* **WORK TO BE COMPLETED**
Could you return every line of the material that contains the word "information"?

* **EXTRACTED RECORDS**
PR #240, opened 2017-10-18
Automatic merge from master to 6.0 branch

roncohen:


_beats/dev-tools/packer/version.yml
```diff
@@ -1 +1 @@
-version: "6.0.0-rc2"
+version: "6.1.0"
```
ruflin: I think that will break packaging. I would expect that `update-beats` would overwrite this file and set it to the correct version.

ruflin: @roncohen Just saw that you changed the base branch after update beats. What did you rebase this on? 6.0 or 6.x? If 6.x that would explain the above issue.

roncohen: This was the command: `./_beats/dev-tools/merge_pr master 6.0`

ruflin: Ok, that sounds good and you see afterwards you also updated beats. Need to check what is off here.

PR #1540, opened 2018-11-12
[WIP] Map ECS fields

graphaelli:
This change introduces mappings to preview the data model to be used in the next major release.


ruflin:
@simitt Everything from an ECS perspective is an event so I would think this is well aligned. Perhaps `event.type` becomes actually `transaction` etc.?

graphaelli:
Per discussion, closing this and recreating directly against 6.x.

graphaelli:
https://github.com/elastic/apm-server/pull/1609

Issue #1515, opened 2018-11-05
Allow framework.name without framework.version?


watson:
In all our agents it's possible for the user to specify which framework name and version should be reported as part of the service in the metadata object.

But if the user only specifies a framework name, but not a version, the server responds with a 400:

```
Problem validating JSON document against schema: I[#] S[#] doesn't validate with "metadata#"
  I[#/service/framework] S[#/properties/service/properties/framework/required] missing properties: "version"
```

I don't think it's important for us that we have both name and version, so I think we should relax the JSON Schema to allow only one of them.

watson:
In the meantime, the agent documentations should make it very clear that if you specify one, you should also specify the other (cc @elastic/apm-agent-devs)

graphaelli:
Does it ever make sense to report the framework version without the name?  What do you think about just making the framework version optional?

watson:
@graphaelli technically not, but I would rather just allow it than refuse to store the event. Say someone configures the agent with:

```js
require('elastic-apm-node').start({
  frameworkName: getFrameworkNameSomehow(),
  frameworkVersion: getFrameworkVersionSomehow()
})
```

And that `getFrameworkNameSomehow` in some cases returned nothing, then it would fail to record anything. I'd rather allow that I think.

axw:
+1 on making framework version optional. However, unless that change is made for 6.5.0, I probably won't make use of it.

watson:
@axw what do you mean? As in you wont expose the config options to the user?

axw:
> @axw what do you mean? As in you wont expose the config options to the user?

I already check for an empty framework version and change it to a placeholder value ("unspecified"). Unless this change goes into 6.5.0 (which will be required by the Go agent's 1.0 release), I'll have to keep doing that or the transactions will be rejected by older server versions.

watson:
Ah ok, the Node agent doesn't use a placeholder value. In general I'd rather send `null` (or not send the property at all) instead of a placeholder value. It takes up less storage and it's easier to align across agents.

axw:
> Ah ok, the Node agent doesn't use a placeholder value. In general I'd rather send null (or not send the property at all) instead of a placeholder value. It takes up less storage and it's easier to align across agents.

In case I'm not being clear: I'd prefer that too, but that's currently not possible for framework.version, and I already support a framework that doesn't have any versioning scheme. I could just not send framework if the version isn't supplied, and put it back in later if we decide we'll go ahead with this change.

[...]

PR #1546, opened 2018-11-14
spec: Allow framework.name/version to be null

simitt:
implements elastic/apm-server#1515


watson:
We should also allow framework.name to be null

simitt:
I did not see that from the issue, can change to both being nullable.

PR #1555, opened 2018-11-14
update release notes for 6.5

simitt:
implements #1515

### DIFF
--- a/docs/guide/apm-release-notes.asciidoc
+++ b/docs/guide/apm-release-notes.asciidoc
@@ -3,6 +3,28 @@
 == Release notes
 
 [float]
+==== APM version 6.5.0
+
+[float]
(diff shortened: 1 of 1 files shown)


docs/guide/apm-release-notes.asciidoc
```diff
@@ -2,6 +2,28 @@
 [[apm-release-notes]]
 == Release notes
 
+[float]
+==== APM version 6.5.0
```
watson: I might be wrong on this but isn't the correct name for the solution "Elastic APM" instead of just "APM"?

graphaelli: Good question.  Leaving it as is for now as that's what we've had since this log started, I'll follow up on it.

PR #1572, opened 2018-11-20
Update release notes for 6.5.1

simitt:
needs to be backported to `6.x` and `6.5`.


graphaelli:
Sorry I'm late on this but did we intentionally omit `No significant changes.` like we have in other patch changelogs?

Issue #1537, opened 2018-11-09
Docs: Update Tuning section to show v1/v2 differences


bmorelli25:
> For everything related to tuning and config options we need some strategy to point out what to tweak and which options to use when agents talk Intake v1 vs. agents talking intake v2, e.g. if somebody uses a ruby agent with intake v1 and a nodejs agent with intake v2, then both - the deprecated and the newly introduced config options - should be set properly.

simitt:
This looks like the right place to collect thoughts on new sections for trouble shooting in Intake v2:
* Explain and increase `apm-server.rum.event_rate` settings: The rate limiter was bound to number of _requests_ per second per ip in v1. Since with v2 the agents make use of long running requests (default 10s) and flush as many events over a single request as possible, the rate limiter has changed to be bound to number of _events_ sent per second per ip. If the rate limit is hit while events on an established request are sent, the request is not immediately terminated. The intake of the events is only throttled to `event_rate.limit`, which means that the events are queued and processed slower. Only when the allowed buffer queue is also full, the request gets terminated with a `429 - rate limit exceeded` http response. If an agent tries to establish a new request, but the rate limit is already hit, a `429` will be sent immediately.

bmorelli25:
closed with #1576

PR #1530, opened 2018-11-07
Docs: WIP V2/6.5 additions and changes

bmorelli25:
⚠️Work in progress, don't merge

WIP for 6.5 Server & Overview documentation. 

Attempting to display V1/V2 information side by side in the docs was difficult and felt confusing and cluttered. Because of this, I decided to replace V1 information with V2, and link to an "upgrade guide" which explains the changes that were made.

Additions/Changes (some still in progress)
* General grammar/spelling fixes
* Event Types
  * Reworded event types: transactions, spans, errors
  * Moved events into APM Overview and renamed -> `docs/guide/apm-data-model.asciidoc`
  * Added sections on dropped spans & missing spans
* Added agent/server compatibility matrix
* elastic/apm-server#1471 - cleaned up distributed tracing and added screenshot
* elastic/apm-server#1484 - added 6.5 upgrade guide
* elastic/apm-server#1485 - documented new ES data model
* #1486 - updated troubleshooting/tuning
* elastic/apm-server#1506 - added java and go agents to APM server docs
* #1532 - update examples for Intake API and ES

New _APM Overview_ structure 
* Overview - **cleaned up agent section**
* Data Model
  * Transactions
  * Spans
  * Errors
* DT
* Install/Run - **removed agent specific installation instructions**
* Agent/Server Compatibility
* Release Notes

Updates needed to agent documentation:
* https://github.com/elastic/apm-agent-nodejs/pull/672
* https://github.com/elastic/apm-agent-java/pull/297

Redirects needed:
https://www.elastic.co/guide/en/apm/server/6.5/event-types.html
https://www.elastic.co/guide/en/apm/server/6.5/transactions.html
https://www.elastic.co/guide/en/apm/server/6.5/errors.html

https://www.elastic.co/guide/en/apm/get-started/6.5/apm-data-model.html
https://www.elastic.co/guide/en/apm/get-started/6.5/transactions.html
https://www.elastic.co/guide/en/apm/get-started/6.5/errors.html

PR #1576, opened 2018-11-20
docs: WIP tuning and config updates

bmorelli25:
This PR adds the additional tuning and configuration updates that weren't covered in #1530.

Data Ingestion
• Added a note about v1 vs v2 (#1537)
• Adding RUM event rate limit (would this make more sense in common problems?) 
• Tuning APM Server using both v1 and v2 (#1537)

Upgrading to 6.5
• Added section on RUM config changes

Common Problems
• Added links where needed

### DIFF
--- a/docs/common-problems.asciidoc
+++ b/docs/common-problems.asciidoc
@@ -51,6 +51,15 @@ For instance, APM Server 6.2.0 changed the Intake API spec and requires a minimu
 
 View the {apm-get-started-ref}/agent-server-compatibility.html[agent/server compatibility matrix] for more information.
 
+[[event-too-large]]
+[float]
+=== HTTP 400: Event too large
+
+NOTE: Version 6.5 of the APM Server introduced a new intake API (v2). This error only applies to users using **v2** of the intake API. You can learn more about this change in the <<intake-api-changes-65, intake API changes>> documentation. 
+
+APM Agents communicate with the APM server by sending events in an HTTP request. Each event is sent as its own line in the HTTP request body. If events are too large, you should consider increasing the <<max_event_size,`max_event_size`>>
+setting in the APM Server, and adjusting relevant settings in the agent.
+
 [[unauthorized]]
 [float]
 === HTTP 401: Invalid token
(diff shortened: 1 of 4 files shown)


docs/common-problems.asciidoc
```diff
@@ -47,7 +47,9 @@ the {apm-agents-ref}/index.html[agent documentation] for details on what is auto
 === HTTP 400: Data decoding error / Data validation error
 
 The most likely cause for this is that you are using incompatible versions of agent and APM Server.
-For instance, APM Server 6.2.0 changed the Intake API spec and requires a minimum version of each agent.
+For instance, APM Server 6.5 redesigned the Intake API and requires a minimum version of each agent.
```
jalvz: Hmm, this is not true because we still keep v1 for backwards compatibility, right? (the other way around is true: latest agent versions require 6.5)
The change we made in 6.2 was more disruptive ;)

docs/common-problems.asciidoc
```diff
@@ -66,7 +68,7 @@ is coming from an origin not whitelisted in `apm-server.rum.allow_origins`. See
 [float]
 === HTTP 413: Request body too large
```
jalvz: should be more visible the fact that this only can happen for v1?

docs/data-ingestion.asciidoc
```diff
@@ -13,12 +13,17 @@ This section explains how to adapt data ingestion according to your needs.
 [[tune-apm-server]]
 == Tune APM Server
 
+Version 6.5 of the APM Server introduced a new <<intake-api,intake API>>. If you have not upgraded your APM Agent, you'll continue to use the deprecated v1 intake API endpoint. If you have upgraded your agent, you'll use the new v2 intake API endpoint. Understanding which endpoint your APM Agents use to communicate with your APM Server is vital to correctly tuning your data ingestion. Read the <<intake-api-changes-65, intake API changes>> documentation to learn more.
```
jalvz: in v2 there is a `max_event_size` added, is that documented already somewhere else, will be done in a future PR, or wont be done? I don't think users will need to tune that, so not opposing to not document it altogether.

If you document this setting, it should be in connection to an apm-server error "event too large"

docs/common-problems.asciidoc
bmorelli25: I initially left out a note here because this `<<configuration-v1-api,`apm-server.max_unzipped_size`>>` links to a section that mentions this is v1 only. But after reading it over again, it doesn't hurt to also mention this in the `common-problems.asciidoc` file - so I've added it in.

docs/data-ingestion.asciidoc
bmorelli25: Yes! It's currently documented in the [config options](https://www.elastic.co/guide/en/apm/server/current/configuration-process.html#configuration-v2-api), and in the Upgrading to 6.5 [server config changes](https://www.elastic.co/guide/en/apm/server/current/upgrading-to-65.html#server-config-changes-65). 

I've linked to these sections with a new "common problem". Is event too large a `413` error?

jalvz: just checked, and event too large is a 400.

bmorelli25: Thanks @jalvz - I've updated the status code

bmorelli25:
@jalvz - are we good to go on this?

Issue #1585, opened 2018-11-27
Random I/O Timeouts


dpankros:
I'm running APM server 6.5.1 on Kubernetes (AWS EKS).  Full version:
```
Server Version: version.Info{Major:"1", Minor:"10+", GitVersion:"v1.10.3-eks", GitCommit:"58c199a59046dbf0a13a387d3491a39213be53df", GitTreeState:"clean", BuildDate:"2018-09-21T21:00:04Z", GoVersion:"go1.9.3", Compiler:"gc", Platform:"linux/amd64"} (AWS EKS; k8s 1.10.3)
```

I originally deployed as a daemonset, but I've since backed off to a single-pod deployment for debugging purposes.  The apm server is behind an ELB that provides TLS termination.  Inside the ELB, everything is http currently using a shared secret.   The one client (rails-client 2.0.1) I am using as a PoC can send messages to the APM server, but about 50% of the time I get an error in the client command line like: 
```
[ElasticAPM] APM Server reponded with an error:
"read tcp 172.31.22.212:8200->172.31.22.40:41602: i/o timeout"
```
Where `172.31.22.212:8200` is the apm-server pod and `172.31.22.40:41602` is a kube node (??!!) and 41602 isn't an open (i.e. LISTENING) port.  It is possible it was a kube-proxy request from the node-ip to the apm-server.  To be honest, I'm not entirely sure what's going on.

On the apm-server for the same request, I see:
```
INFO	[request]	beater/v2_handler.go:111	error handling request	{"request_id": "0e019f58-2b2d-4bf1-b17e-e03a7c2e5d8d", "method": "POST", "URL": "/intake/v2/events", "content_length": -1, "remote_address": "64.132.xxx.xxx", "user-agent": "http.rb/3.0.0", "error": "read tcp 172.31.22.212:8200->172.31.22.40:41602: i/o timeout"}
```
(remote_address slightly obfuscated, sorry)

The strange thing is that it works about half the time, and fails the other half.   I cannot discern a particular pattern, but maybe together we can figure it out.

dpankros:
Currently, almost no traffic.  It's just my development PoC client (rails) running locally.  The ES is  elastic cloud hosted.  The ES server is not overloaded according to the elastic metrics.
APM Server settings are pretty close to default:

* **OUTPUT FOR THIS EXERCISE**
Attempting to display V1/V2 information side by side in the docs was difficult and felt confusing and cluttered. Because of this, I decided to replace V1 information with V2, and link to an "upgrade guide" which explains the changes that were made.
 View the {apm-get-started-ref}/agent-server-compatibility.html[agent/server compatibility matrix] for more information.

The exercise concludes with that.